Prevalence and Molecular Characteristics of Clostridium difficile in Retail Meats, Food-Producing and Companion Animals, and Humans in Minnesota

Community-associated Clostridium difficile infection (CA-CDI) now accounts for approximately 50% of CDI cases in central Minnesota; animals and meat products are potential sources. From November 2011 to July 2013, we cultured retail meat products and fecal samples from food-producing and companion animals in central Minnesota for C. difficile by using standard methods. The resulting 51 C. difficile isolates, plus 30 archived local veterinary C. difficile isolates and 208 human CA-CDI case isolates from central Minnesota (from 2012) from the Minnesota Department of Health, were characterized molecularly, and source groups were compared using discriminant analysis. C. difficile was recovered from 0 (0%) of 342 retail meat samples and 51 (9%) of 559 animal fecal samples.
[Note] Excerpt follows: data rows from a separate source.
PR #649, opened 2022-04-05
Add CircleCI badge

erthalion:
## Description

It displays status of the last pipeline, which includes build and tests.


Molter73 (approved):
LGTM! There is a failure in CI that seems unrelated to the change, but please try re-running it before merging the PR just in case.

PR #654, opened 2022-04-08
Refactors pre-commit hooks to use https://pre-commit.com

Stringy:
## Description

Refactors the pre-commit hooks into a https://pre-commit.com config file to automate the installation & execution of the necessary hooks. 

## Checklist
~- [ ] Investigated and inspected CI test results~

**Automated testing**
  ~- [ ] Added unit tests~

## Testing Performed

Tested locally on a range of trivial formatting mistakes.


Molter73 (commented):
This is pretty cool, once you are done would you mind updating the [setting-up-git-hooks](https://github.com/stackrox/collector#setting-up-git-hooks) section in the README so that people wanting to contribute to the repo can set it up properly?

.flake8
```diff
@@ -0,0 +1,5 @@
+[flake8]
```
Molter73, line 1: Can we add some comments to what the `ignore` and `select` values are? I think adding at least a short description on what the ignored items are would go a long way, it looks little cryptic otherwise.

Molter73 (commented):
As I said before, this is really cool. My only concern now that I've had some time to think about it is that our CI and the `pre-commit` hooks are now coming from 2 different sources for some of the checks, specifically shellcheck and clang-format were being run from `make` targets and now they come from a pre-commit hook. It is not a major concern, but definitely something to be aware of.

.flake8
Stringy: I've massively simplified this file, it now only ignores E501, which is a PEP8 line length error and is handled by the `max-line-length` field anyway. 

My thinking is that we can add to the ignore list if we find any rules that we're regularly violating (for good enough reasons) but we can get by with the default set to begin with.

Stringy:
> Looks cool indeed, thanks. I don't have any objection, but feel slightly uncomfortable by dependencies on some external repos for linting configuration. Do you think it's feasible to move them into the collector repo, or is it completely groundless?

Yeah I had similar concerns, but we're only deferring to those repos for scripts that run the linters rather than configuration, and we're pinned to a specific revision so we won't need to worry about those repositories updating/changing stuff underneath us.

Molter73 (commented):
Sorry I didn't try this before, but the circleci hook will not work because of [this issue](https://github.com/zahorniak/pre-commit-circleci/issues/4), we can either:
- Try forking the hook and supporting it ourselves.
- Creating a PR upstream to address it and wait for it to be merged in a newer version.
- Keep our own validation and follow up on this on a separate PR.

Stringy:
I have created a PR in the upstream that fixes the private orbs problem: https://github.com/zahorniak/pre-commit-circleci/pull/5

Molter73:
If it takes too long to be merged and we want to move forward with this PR, we could also consider using your fork as the source for the circleci hook.

Stringy:
The upstream PR has been merged now, and the hook is working as expected locally.

Molter73 (approved):
LGTM! Looking forward to getting this implemented in CI!

PR #660, opened 2022-04-12
Check 'circleci' command is available before halt

Molter73:
## Description

A few instances of CI has been failing when halting with a message stating that the command `circleci` is not found, this PR attempts to mitigate that error by wrapping the `circleci step halt` instruction in a script that retries it a few times.

The `circleci` command has also been replaced by `circleci-agent`, as described [here](https://discuss.circleci.com/t/documentation-for-circleci-agent/36594/3), `circleci step` is indirectly handled by `circleci-agent`, so removing the middle man might also help.

## Checklist

**Automated testing**
  - [ ] Added unit tests
  - [ ] Added integration tests
  - [ ] Added regression tests

## Testing Performed

I've run CI 4 times and no error on commands not being found have showed up.

### DIFF
--- a/.circleci/config.yml
+++ b/.circleci/config.yml
@@ -151,8 +151,8 @@ commands:
           if [[ ! -s ~/workspace/build-tasks ]]; then
             echo "Nothing was built, skipping this job"
 
-            circleci step halt
-            exit 0
+            "${CI_ROOT}/safe-halt.sh"
+            exit
           fi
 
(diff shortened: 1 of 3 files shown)


erthalion (approved):
It probably makes sense to add few comments into the script to justify retries on halt, but otherwise looks good, thanks.

Stringy (approved):
LGTM!

PR #665, opened 2022-04-19
ROX-9802: Replace docker repositories with quay

Molter73:
## Description

In order to remove docker hub images completely from the repository, references have been changed to point to the quay.io alternatives of the repositories.

The logic used to choose between stackrox-io and rhacs-eng is to keep anything that could be used by a community member in stackrox-io (i.e make targets, documentation) and anything used privately by CI in rhacs-eng, although they should be interchangeable so we might want to add some of the missing repos in stackrox-io and move on to use only that repository in a follow up PR.

## Checklist

**Automated testing**
  - [ ] Added unit tests
  - [ ] Added integration tests
  - [ ] Added regression tests

## Testing Performed

Every modified CI step needs to be tested using the proper labels in the PR.
Some make targets might need to be run manually.


Molter73:
The dockerized check failures step is expected to fail, everything else seems to be working correctly so I'm opening the PR up for review.

docs/how-to-start.md
```diff
@@ -49,7 +49,7 @@ following configuration:
 version: "3.9"
```
Stringy, line 49: There's another reference that could do with being updated on [line 73](https://github.com/stackrox/collector/blob/mauro/ROX-9802-remove-dockerhub/docs/how-to-start.md?plain=1#L73) of this file

Stringy (commented):
There's an additional reference to the old repo in a comment in [integration-tests/container/jsonlabel/Dockerfile#2](https://github.com/stackrox/collector/blob/mauro/ROX-9802-remove-dockerhub/integration-tests/container/jsonlabel/Dockerfile#L2) but otherwise looks good!

docs/how-to-start.md
Stringy: how come it's not published to `quay.io/stackrox-io`? 

I think you're right that it makes sense to leave it as is if it would otherwise misguide users.

Stringy (approved):

PR #666, opened 2022-04-19
Re-add update-suppport-package CI step

Molter73:
## Description

The CI step seems to have been removed by accident during some refactoring

## Checklist

**Automated testing**
  - [ ] Added unit tests
  - [ ] Added integration tests
  - [ ] Added regression tests

## Testing Performed

- [ ] Run PR with `test-support-packages` label.


Molter73:
The `quay-rhacs-eng-readonly` is needed in order to download the `apollo-ci` image as seen here:
https://github.com/stackrox/collector/blob/e7a3f81ea44e711e010c47ad9f488bf7138acfe2/.circleci/config.yml#L21-L25

I'll add it back in and we can work on cutting down on the number of contexts we have on a follow up PR (moving away from dockerhub is a good first step IMO #665)

Stringy (approved):

PR #668, opened 2022-04-20
Re-enable "CPaaS" image build (aka `ubi-image`)

robbycochran:
## Description

Changes
- Use working RH credentials and use an activation key instead of user/pass (https://access.redhat.com/solutions/5558771)
- Clarified package to repo attribution in the docker file and removed gzip from the final image.
- ubi:8.4 to ubi:8.5

## Checklist

**Automated testing**
  - ~[ ] Added unit tests~
  - ~[ ] Added integration tests~
  - ~[ ] Added regression tests~

## Testing Performed

Checked that ubi image build passes and dockerized probe builder works as expected. The kernel errors in the `dockerized-check-failures` job are all expected.


collector/container/Dockerfile.ubi
```diff
@@ -85,32 +87,24 @@ COPY --from=builder ${BUILD_DIR}/src/container/scripts /
...
+      microdnf -y install valgrind; \
     fi && \
     if [ "$ADDRESS_SANITIZER" = "true" ]; then \
-        microdnf -y install libasan; \
+      microdnf -y install libasan; \
     fi && \
     microdnf clean all && \
-    rpm --query --all 'curl' '*rpm*' '*dnf*' '*libsolv*' '*hawkey*' 'yum*' |\
-      xargs rpm -e --nodeps && \
+    rpm -e --nodeps $(rpm -qa curl '*dnf' '*solv*' '*rpm*') && \
```
robbycochran, line 107: The SC2046 hadolint exception is for this unquoted shell evaluation. `xargs` isn't installed in ubi-minimal by default and I didn't want to add it just for this line.

collector/container/Dockerfile.ubi
```diff
@@ -31,12 +27,18 @@ RUN dnf -y update && \
...
+    dnf config-manager --enable codeready-builder-for-rhel-8-x86_64-rpms && \
+    dnf -y install \
+        gmock-devel \
+        gtest-devel && \
+    dnf config-manager --enable amq-clients-2-for-rhel-8-x86_64-rpms && \
+    dnf -y install \
+        jsoncpp-devel && \
+    dnf config-manager --enable rhocp-4.6-for-rhel-8-x86_64-rpms && \
+    dnf -y install \
+        jq-devel && \
```
Molter73, line 41: I like this, it makes it quite clear which content sets are required for which packages. Would it make sense to use the `--enablerepo` flag in the install commands so the scope is even more clear?
```suggestion
    dnf -y --enablerepo codeready-builder-for-rhel-8-x86_64-rpms  install \
        gmock-devel \
        gtest-devel && \
    dnf -y --enablerepo amq-clients-2-for-rhel-8-x86_64-rpms install \
        jsoncpp-devel && \
    dnf -y --enablerepo rhocp-4.6-for-rhel-8-x86_64-rpms  install \
        jq-devel && \
```

kernel-modules/dockerized/Dockerfile
```diff
@@ -33,7 +31,8 @@ RUN subscription-manager register --username $REDHAT_USERNAME --password $REDHAT
 		git \
 		python3 \
 		kmod && \
-	ln -s /usr/bin/gcc /usr/bin/gcc-8
+	ln -s /usr/bin/gcc /usr/bin/gcc-8 && \
+	subscription-manager unregister
```
Molter73, line 35: Out of curiosity, why are we unregistering here but not in `Dockerfile.ubi`?

Molter73 (approved):
Just a couple of minor comments, but other than that LGTM!

kernel-modules/dockerized/Dockerfile
robbycochran: Because we need to copy the rhsm entitlements. `microdnf` doesn't support subscription management (as far as I can tell).

collector/container/Dockerfile.ubi
robbycochran: Done, thanks!

PR #1827, opened 2026-02-14
Add A new widget for theme color choice

tmarti2:
# Pull Request

## Motivation

Someone on discord recommended the plug-in [slowbongo](https://github.com/tuibird/slowbongo/tree/main/slowbongo) from @tuibird recently, and I liked the way she did the color choices. The current Noctalia way of doing this is via a combobox without any preview of the resulting color, which is not really user friendly.

## Type of Change
- [ ] Bug fix
- [x] New feature
- [ ] Breaking change
- [x] Refactoring

## Testing

- [x] Tested on niri
- [ ] Tested on Hyprland
- [ ] Tested on sway

## Screenshot

image

## Checklist
- [x] Self-reviewed my code

## Additional Notes

I'm new to Qt/Qml and this is my first PR.

I'm not sure of what we want for default values for this component, and which property should be used to make sure it fits correctly in any situation ? My main concerns are `circleSize`, `diameter`, and the `RowLayout` properties like spacing, margins etc. I've tested with min/max scale and it seems to work, at least for the Bluetooth widget, but I've not tested in other situations.

Also I need to find a way to avoid scaling the icon on the selected choice if it is possible.

### DIFF
--- a/Widgets/NColorChoice.qml
+++ b/Widgets/NColorChoice.qml
@@ -19,6 +19,7 @@ RowLayout {
               "value": defaultValue === "" ? "(empty)" : String(defaultValue)
             });
   }
+  readonly property int diameter: circleSize * Style.uiScaleRatio
 
   signal selected(string key)
 
@@ -31,12 +32,7 @@ RowLayout {
 
   RowLayout {
     id: colourRow
-
-    property real hoverScale: 1.15
-    property int diameter: circleSize * Style.uiScaleRatio
-
-    Layout.margins: Style.uiScaleRatio * hoverScale
-    Layout.minimumWidth: Math.round(root.minimumWidth * Style.uiScaleRatio)
+    Layout.minimumWidth: root.diameter * Color.colorKeyModel.length
 
     Repeater {
       model: Color.colorKeyModel
@@ -48,12 +44,12 @@ RowLayout {
         property bool isHovered: circleMouseArea.containsMouse
 
         Layout.alignment: Qt.AlignHCenter
-        implicitWidth: colourRow.diameter
-        implicitHeight: colourRow.diameter
-        radius: colourRow.diameter * 0.5
+        implicitWidth: root.diameter
+        implicitHeight: root.diameter
+        radius: root.diameter * 0.5
         color: Color.resolveColorKey(modelData.key)
-        border.color: isSelected ? Color.mOnSurface : "transparent"
-        border.width: isSelected ? Style.borderS + 1 : 0
+        border.color: (isSelected || isHovered) ? Color.mOnSurface : Color.mOutline
+        border.width: Style.borderM
         scale: isHovered ? colourRow.hoverScale : 1
 
         MouseArea {
@@ -76,13 +72,6 @@ RowLayout {
           pointSize: Math.max(Style.fontSizeXS, colorCircle.width * 0.4)
           color: Color.mOnPrimary
           visible: colorCircle.isSelected
-        }
-
-        Behavior on scale {
-          NumberAnimation {
-            duration: Style.animationNormal
-            easing.type: Easing.OutCubic
-          }
         }
 
         Behavior on border.color {


tmarti2:
Also, I only did one replacement for now, but if you like this change and one NColorChoice (we can rename this btw) is ready, I can replace most occurrences of comboboxes used to make this choice.

Ly-sec:
Hey @tmarti2 , we really enjoy this :). Just _maybe_ the circles could be a tiny bit smaller? Not really sure to be honest.
We'd very much appreciate if we could factorize it as you mentioned (NColorChoice sounds good to me). 
So if you want, you're welcome to replace the other color pickers too :).

tmarti2:
To which point should I factorize ? I noticed that many Widgets set some value even if they are the default one, like `minimumWidth`.
Also I could make default label and description the one for color selection, so declaring a setting would look like
```qml
  NColorChoice {
    currentKey: valueTextColor
    onSelected: key => {
                  valueTextColor = key;
                  saveSettings();
                }
  }
```
Or
```qml
  NColorChoice {
    label: I18n.tr("common.select-icon-color")
    currentKey: valueIconColor
    onSelected: key => {
                  valueIconColor = key;
                  saveSettings();
                }
  }
```
etc

tmarti2:
Ok, I've reduced circle sizes to 90% of its previous size (in fact this was what was done by the mentionned plug-in).
I've also factorized as much as possible, including labels and descriptions, tell me if you think it's a good idea or not (the only drawback I can think of is that to understand what's this widget is for, you need to read the changed value instead of the label key).

I have a question regarding Bar->AppearanceTab->Capsule color : the color for `None` is different than all other widgets, and so the preview is wrong, but I'm not sure where this difference comes from

Ly-sec:
> To which point should I factorize ? I noticed that many Widgets set some value even if they are the default one, like `minimumWidth`. Also I could make default label and description the one for color selection, so declaring a setting would look like
> 
> ```qml
>   NColorChoice {
>     currentKey: valueTextColor
>     onSelected: key => {
>                   valueTextColor = key;
>                   saveSettings();
>                 }
>   }
> ```
> 
> Or
> 
> ```qml
>   NColorChoice {
>     label: I18n.tr("common.select-icon-color")
>     currentKey: valueIconColor
>     onSelected: key => {
>                   valueIconColor = key;
>                   saveSettings();
>                 }
>   }
> ```
> 
> etc

I think having the label in it makes sense given it would probably never change anyways.
So far I think we're good when it comes to factorizing it, just a matter of getting all the widgets etc to use the new color swatches, which it seems like you already did (not sure if I missed any).

tmarti2:
> I think having the label in it makes sense given it would probably never change anyways. So far I think we're good when it comes to factorizing it, just a matter of getting all the widgets etc to use the new color swatches, which it seems like you already did (not sure if I missed any).

Well, I changed the default label but I can revert this to keep label/description everywhere if you think its better.

The only remaining mention of `Color.colorKeyModel` is in `NColorChoice`, so I think we're probably good (?)

Ly-sec:
> > I think having the label in it makes sense given it would probably never change anyways. So far I think we're good when it comes to factorizing it, just a matter of getting all the widgets etc to use the new color swatches, which it seems like you already did (not sure if I missed any).
> 
> Well, I changed the default label but I can revert this to keep label/description everywhere if you think its better.
> 
> The only remaining mention of `Color.colorKeyModel` is in `NColorChoice`, so I think we're probably good (?)

Nah it's okay, I think we keep it as is :).
Sounds like we are good then, anything you want to do before merging it?

tmarti2:
> Sounds like we are good then, anything you want to do before merging it?

Well, appart from the fact that I'm not confident that I did the right thing when styling the widget (it works in settings but does it work in other contexts ?), and the wrong preview for `Bar->AppearanceTab->Capsule color` that I mentioned above, I think we're good.

For the latter, the `Style.qml:142`, where we change the color in case of `none`. I'm not sure how I could fix that, maybe a public property to say which color to use for the `none` preview (which would stay `Color.resolveColorKey("none")` by default but could be switched to anything ?

Ly-sec:
> it works in settings but does it work in other contexts ?

What other contexts do you mean? Maybe I'm missing something here.

> which would stay Color.resolveColorKey("none") by default but could be switched to anything ?

That does sound like a reasonable approach, what do you think @ItsLemmy ?

tmarti2:
> What other contexts do you mean? Maybe I'm missing something here.

No idea tbh ahah, since the widget is available for anyone who want to use it, maybe there are some use cases I didn't think of.

One more question, is it possible to have a tooltip on such rectangles ? Someone suggested to have a tool tip to show "Default", "Primary", etc. What do you think (if it is possible) ?

tmarti2:
Not that easy lol (without a border the color is the same than the background)
image

Ly-sec:
> One more question, is it possible to have a tooltip on such rectangles ? Someone suggested to have a tool tip to show "Default", "Primary", etc. What do you think (if it is possible) ?

You could just add a tooltip via `onEntered` in the Mousearea perhaps?

tmarti2:
I added the tooltip !

I cannot find a generic way to make border color work in cases where the circle color is too similar to the panel color

Ly-sec:
> I cannot find a generic way to make border color work in cases where the circle color is too similar to the panel color

I think that's fine for now, we can always take a look afterwards :).

ItsLemmy:
Style.qml:142 does not need to change it's fine as it is.

Circles are too big (38pixels height) when not selected. In QML borders are on top of things and not around, so when you set the border to "transparent", it kinda make the circle bigger.  I simply recommend 

```
        border.color: isSelected ? Color.mOnSurface : Color.mOutline
        border.width: Style.borderM
```

image


The rest is good to go

ItsLemmy:
Also not a big fan of the hover scale effect, as it zoom stuff up it will clip to the right unless you reserve some space for it. Which then means everything is not aligned on idle.

I find the widget looks better like this.

``` 
import QtQuick
import QtQuick.Layouts
import qs.Commons
import qs.Services.UI

RowLayout {
  id: root

  property real minimumWidth: 200
  property string label: I18n.tr("common.select-color")
  property string description: I18n.tr("common.select-color-description")
  property string tooltip: ""
  property string currentKey: ""
  property var defaultValue: "none"
  property int circleSize: Style.baseWidgetSize * 0.9
  readonly property bool isValueChanged: currentKey !== defaultValue
  readonly property string indicatorTooltip: {
    I18n.tr("panels.indicator.default-value", {
              "value": defaultValue === "" ? "(empty)" : String(defaultValue)
            });
  }
  readonly property int diameter: circleSize * Style.uiScaleRatio

  signal selected(string key)

  NLabel {
    label: root.label
    description: root.description
    showIndicator: root.isValueChanged
    indicatorTooltip: root.indicatorTooltip
  }

  RowLayout {
    id: colourRow
    Layout.minimumWidth: root.diameter * Color.colorKeyModel.length

    Repeater {
      model: Color.colorKeyModel

      Rectangle {
        id: colorCircle

        property bool isSelected: root.currentKey === modelData.key
        property bool isHovered: circleMouseArea.containsMouse

        Layout.alignment: Qt.AlignHCenter
        implicitWidth: root.diameter
        implicitHeight: root.diameter
        radius: root.diameter * 0.5
        color: Color.resolveColorKey(modelData.key)
        border.color: (isSelected || isHovered) ? Color.mOnSurface : Color.mOutline
        border.width: Style.borderM
        scale: isHovered ? colourRow.hoverScale : 1

        MouseArea {
          id: circleMouseArea

          anchors.fill: parent
          hoverEnabled: true
          cursorShape: Qt.PointingHandCursor
          onEntered: TooltipService.show(parent, modelData.name)
          onExited: TooltipService.hide()
          onClicked: {
            root.currentKey = modelData.key;
            root.selected(modelData.key);
          }
        }

        NIcon {
          anchors.centerIn: parent
          icon: "check"
          pointSize: Math.max(Style.fontSizeXS, colorCircle.width * 0.4)
          color: Color.mOnPrimary
          visible: colorCircle.isSelected
        }

        Behavior on border.color {
          ColorAnimation {
            duration: Style.animationFast
          }
        }
      }
    }
  }
}
```

image

tmarti2:
What about the special `AppearanceTab` case ? The previewed color does not match the effective one

tmarti2:
I applied your suggestions, it's far less complicated this way, thanks

Edit: Just saw @Ly-sec message, sorry. So we can keep it this way. I guess the MR is ready then !

ItsLemmy:
Nice, thanks a lot, merging!  I'll touch up a few details (the "none" case which may vary depending of context)

tmarti2:
> Nice, thanks a lot, merging! I'll touch up a few details (the "none" case which may vary depending of context)

I had a non-generic/hackish way to fix this particular case for "none", but it's not generic in a sense that anyone can create a color choice but ignore one of them and replace it by another one when displayed. At the moment there is only "none" in capsule case but who knows what will happen in the future 😬 

Anyway, thanks for the merge !

PR #1847, opened 2026-02-15
Lockscreen password animation and icons

tmarti2:
# Pull Request

## Motivation

Before Noctalia I tried iNiR which used (end-4) custom shapes to replace the usual `circle-filled` and I thought it was really cute, so here is a attempt to reproduce it without importing hundreds of JS lines.

This MR:
1. Add animations to password icons (which can be disabled like all animations)
2. Change the style a bit to make it look better (I think)
3. Add a setting to use cute icons in addition to the circle one. I selected some that I thought looked nice but we can remove/add/replace if you think it is pertinent. The icon order is not random so better configurations can be find.

To be honest the most important change to make it look better is 1. and 2., 3 is debatable.

## Type of Change
- [ ] Bug fix
- [x] New feature
- [ ] Breaking change
- [ ] Refactoring

## Testing

- [x] Tested on niri
- [ ] Tested on Hyprland
- [ ] Tested on sway

## Screenshots
I cannot use screenshots in the lockscreen :grimacing: 

## Checklist
- [x] Self-reviewed my code

### DIFF
--- a/Assets/Translations/en.json
+++ b/Assets/Translations/en.json
@@ -1280,6 +1280,8 @@
       "lock-screen-tint-strength-description": "Applies a tint overlay to the lock screen wallpaper.",
       "lock-screen-tint-strength-label": "Lock screen tint strength",
       "monitors-desc": "Show lock screen on specific monitors. Defaults to all if none are chosen.",
+      "password-chars-description": "Cute icons used to hide your password.",
+      "password-chars-label": "Hidden password icons",
       "show-hibernate-description": "Show the option 'hibernate' in the power controls.",
       "show-hibernate-label": "Show hibernate",
       "show-session-buttons-description": "Allow access to power settings from the lock screen.",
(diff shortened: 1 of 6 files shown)


tmarti2:
Also I have a question regarding translation, I did the english, version I can do the french version, but what about the other languages ?

Ly-sec:
Hey @tmarti2 , while I appreciate your PR I don't think there is any need to have a toggle for this and also you should be providing a video for it - which shouldn't be 2 hard :).


In terms of translations: you only need to translate english, the rest will be done by us / the people that got access to translations.

tmarti2:
Here is a short video with and without the icons.
Animations can be disabled via the lockscreen setting to disable them or the global one.

https://github.com/user-attachments/assets/93226582-0226-4d0a-862b-f21cdf2df764

Ly-sec:
> Here is a short video with and without the icons. Animations can be disabled via the lockscreen setting to disable them or the global one.
> lock.mp4

Looks good to me, going to merge this :heart: thank you very much!

PR #1851, opened 2026-02-16
home-module: coerce restart triggers to strings for path-backed config

contagnas:
This fixes a Home Manager type error when `programs.noctalia-shell.systemd.enable = true` is used with settings, colors, plugins, user-templates, or pluginSettings provided as file paths.

X-Restart-Triggers in HM [expects entries of type package or string](https://github.com/nix-community/home-manager/blob/175532b6275b34598a0ceb1aef4b9b4006dd4073/modules/systemd.nix#L151), but the module was passing raw path values from `config.xdg.configFile.*.source`.

### DIFF
--- a/nix/home-module.nix
+++ b/nix/home-module.nix
@@ -183,12 +183,8 @@ in
 
   config = lib.mkIf cfg.enable {
     systemd.user.services.noctalia-shell = lib.mkIf cfg.systemd.enable {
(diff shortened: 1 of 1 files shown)


bokicoder:
I need to verify the issue you described, but one thing is clear: your Nix code is wrong.

PR #1854, opened 2026-02-16
notification: fix action invoke when animations are disabled

yuzujr:
# Pull Request

## Motivation
Fix a regression in `v4.4.1` where notification actions fail to trigger when interface animations are disabled.

Root cause:
- Commit `330df2b6e` changed action handling in `Modules/Notification/Notification.qml` from immediate invoke to a deferred timer (`deferredActionTimer`).
- At the same time, card removal uses `removalTimer` with `interval: Style.animationSlow`.
- When animations are disabled, `Style.animationSlow` becomes `0`, so the notification delegate is removed immediately.
- Because `deferredActionTimer` lives inside that delegate, it gets destroyed before firing, and action callbacks never run.

## Type of Change
- [x] Bug fix
- [ ] New feature
- [ ] Breaking change
- [ ] Refactoring

## Related Issue
- N/A

## Testing
Manual verification focus:
- Repro condition: only happens with `Settings.data.general.animationDisabled = true`.
- With animations enabled, existing behavior remains unchanged.

- [x] Tested on niri
- [ ] Tested on Hyprland
- [ ] Tested on sway

## Screenshots / Videos
N/A

## Checklist
- [x] Self-reviewed my code
- [x] No new warnings or errors from startup run
- [x] Documentation updated

## Additional Notes
Implementation details:
- Added `card.runDeferredAction(actionId, isHistoryRemoval)` to centralize post-click behavior.
- If `Style.animationSlow <= 0`, action/history removal is executed immediately, then card dismissal runs.
- If animations are active, keep the previous UX intent (dismiss animation first, then invoke action shortly after), but compute timer delay defensively to stay before removal timing.

Files changed:
- `Modules/Notification/Notification.qml`

### DIFF
--- a/Modules/Notification/Notification.qml
+++ b/Modules/Notification/Notification.qml
@@ -402,9 +402,7 @@ Variants {
                               return a.identifier === "default";
                             });
                             if (hasDefault) {
-                              card.animateOut();
-                              deferredActionTimer.actionId = "default";
-                              deferredActionTimer.start();
+                              card.runDeferredAction("default", false);
                             }
                           }
               onCanceled: {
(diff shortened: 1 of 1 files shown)


Ly-sec:
Hey @yuzujr , thank you very much for the PR! It would've went unnoticed for much longer I think, most people probably don't turn off animations.
Merging it :heart:

PR #1855, opened 2026-02-16
feat: safe markdown in notification history

tibssy:
## Summary
- add opt-in markdown rendering for notification history entries
- sanitize markdown content and allowed links before display
- add explicit expand/collapse control so links can be clicked safely

## Motivation
Notifications often contain lightweight formatting (bold, italics, links). This change lets history entries render that formatting in a controlled way, while sanitizing untrusted content so it can’t inject HTML or unsafe links. The result is clearer, more readable history without sacrificing safety or accidental activation of unsafe URLs.

### DIFF
--- a/Assets/Translations/en.json
+++ b/Assets/Translations/en.json
@@ -599,6 +599,7 @@
   "notifications": {
     "panel": {
       "click-to-expand": "Click to expand",
+      "click-to-collapse": "Click to collapse",
       "description": "Your notifications will show up here as they arrive.",
       "no-notifications": "No notifications"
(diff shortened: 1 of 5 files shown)


Ly-sec:
Hey @tibssy maybe I'm misunderstaind something here but wasn't part of the goal for this PR to properly render markdown in the notification history?
I just tested it and it did in fact not render markdown (yes, I activated the toggle).

image

tibssy:
hi @Ly-sec I just reopen the pr on the correct way.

Overall, the 81 animal source isolates and 208 human source isolates were highly diverse genetically. Molecular traits segregated extensively in relation to animal versus human origin. Discriminant analysis classified 95% of isolates correctly by source group; only five (2.5%) human source isolates were classified as animal source. These data do not support meat products or food-producing and companion animals as important sources of CA-CDI in the central Minnesota study region.